Beim letzten Beispiel der Auflistung zeigt sich direkt ein Problem: Während sich die ersten beiden Hypothesen durch die Erhebung von Daten klar  falsifizieren lassen, werden wir bei vielen Werken aus dem Bereich der Kunst wahrscheinlich nie ganz genau wissen, was uns „der Künstler sagen wollte“. Trotzdem ist es auch hier möglich, Argumente und Belege zu finden, welche die Hypothese stützen oder durch die Analyse anderer Aufzeichnungen herauszuarbeiten, dass sie wahrscheinlich unwahr ist.

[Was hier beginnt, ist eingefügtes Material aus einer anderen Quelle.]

PR #3250, opened 2019-11-14
DHFPROD-3191:Create prov doc in ingestion step

srinathgit:
Create prov doc in ingestion step

### DIFF
--- a/marklogic-data-hub/src/main/resources/ml-modules/root/data-hub/5/impl/flow.sjs
+++ b/marklogic-data-hub/src/main/resources/ml-modules/root/data-hub/5/impl/flow.sjs
@@ -249,6 +249,9 @@ class Flow {
         }
       }
     }
+    if (prov.granularityLevel() !== prov.OFF_LEVEL) {
+      this.datahub.prov.commit();
+    }
     if (!combinedOptions.noBatchWrite) {
       let batchStatus = "finished";
       if (this.globalContext.failedItems.length) {
@@ -260,9 +263,6 @@ class Flow {
       }
       if (!combinedOptions.disableJobOutput) {
         this.datahub.jobs.updateBatch(this.globalContext.jobId, this.globalContext.batchId, batchStatus, uris, writeTransactionInfo, this.globalContext.batchErrors[0]);
-      }
-      if (prov.granularityLevel() !== prov.OFF_LEVEL) {
-        this.datahub.prov.commit();
       }
     }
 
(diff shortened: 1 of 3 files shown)


marklogic-data-hub/src/test/java/com/marklogic/hub/flow/FlowRunnerTest.java
```diff
@@ -133,7 +140,16 @@ public void testIngestCSVasXML(){
         EvalResult res = resultItr.next();
         long count = Math.toIntExact((long) res.getNumber());
         Assertions.assertEquals(count, 25);
-    }
+        if(! isCertAuth() ) {
+           EvalResultIterator itr = client.newServerEval().xquery("xdmp:estimate(fn:collection('http://marklogic.com/provenance-services/record'))").eval();
+           if(itr != null && itr.hasNext()) {
+               Assertions.assertTrue(itr.next().getNumber().intValue() == 25);
```
rjrudin: It's better to use assertEquals with an expected value of 25 - that way if the test fails, the fail message states the expected and actual values instead of just saying "I expected true but it was false".

marklogic-data-hub/src/test/java/com/marklogic/hub/flow/FlowRunnerTest.java
```diff
@@ -116,7 +117,13 @@ public void testRunFlow(){
     }
 
     @Test
-    public void testIngestCSVasXML(){
+    public void testIngestCSVasXML() throws Exception {
+        //prov docs cannot be read by "flow-developer-user", so creating a client using 'secUser' which is 'admin'
```
rjrudin: Just a note that this will change after 5.1 when we introduce the data-hub-job-reader role.

marklogic-data-hub/src/main/resources/ml-modules/root/data-hub/5/impl/flow.sjs
```diff
@@ -249,6 +249,9 @@ class Flow {
         }
       }
     }
+    if (prov.granularityLevel() !== prov.OFF_LEVEL) {
```
rjrudin: Is the reason for this that mlRunIngest.sjs sets "noBatchWrite" to true?

srinathgit: Yeah and because of that the prov docs aren't getting written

Probleme bei der literaturbasierten Arbeit mit Hypothesen

Bei der Verwendung von Hypothesen in literaturbasierten Abschlussarbeiten können Restriktionen auftreten, die bei empirischen Arbeiten in dieser Form nicht vorhanden sind:

  • Die Daten werden nicht selber erhoben, sondern sie werden aus der bereits vorhandenen Literatur zusammengetragen. Einige Hypothesen können daher aufgrund von unzureichenden oder widersprüchlichen Daten nicht ausreichend überprüft werden.
  • Im Gegensatz zu empirischen Arbeiten haben Forschende bei literaturbasierten Arbeiten keine direkte Kontrolle über die Art und Weise, wie die Daten erhoben werden.
  • Die Fachliteratur beinhaltet Interpretationen und Zusammenfassungen bereits vorhandener Studien und Erkenntnisse. Dies kann zu unterschiedlichen Ergebnissen führen und ist von der reinen Datenerhebung nicht immer klar zu trennen.
Fazit: Hypothesen sind bei empirischen Arbeiten von wesentlich größerer Bedeutung

Insgesamt lässt sich festhalten, dass Hypothesen bei vielen empirischen Arbeiten eine zentrale Rolle spielen. Sie bilden sozusagen den Forschungsrahmen. Auch für literaturbasierte Abschlussarbeiten lassen sie sich durchaus nutzen. Hier dienen sie, beim Vorliegen bestimmter Voraussetzungen, aber eher zur Strukturierung der Analyse von vorhandenen Studien und sind nicht zwingend erforderlich. Bevor also z.B. zu allgemeine Hypothesen formuliert werden, deren Zustandekommen ebenso unklar ist wie deren Überprüfung, sollte bei literaturbasierten wissenschaftlichen Texten eher auf Hypothesen verzichtet werden.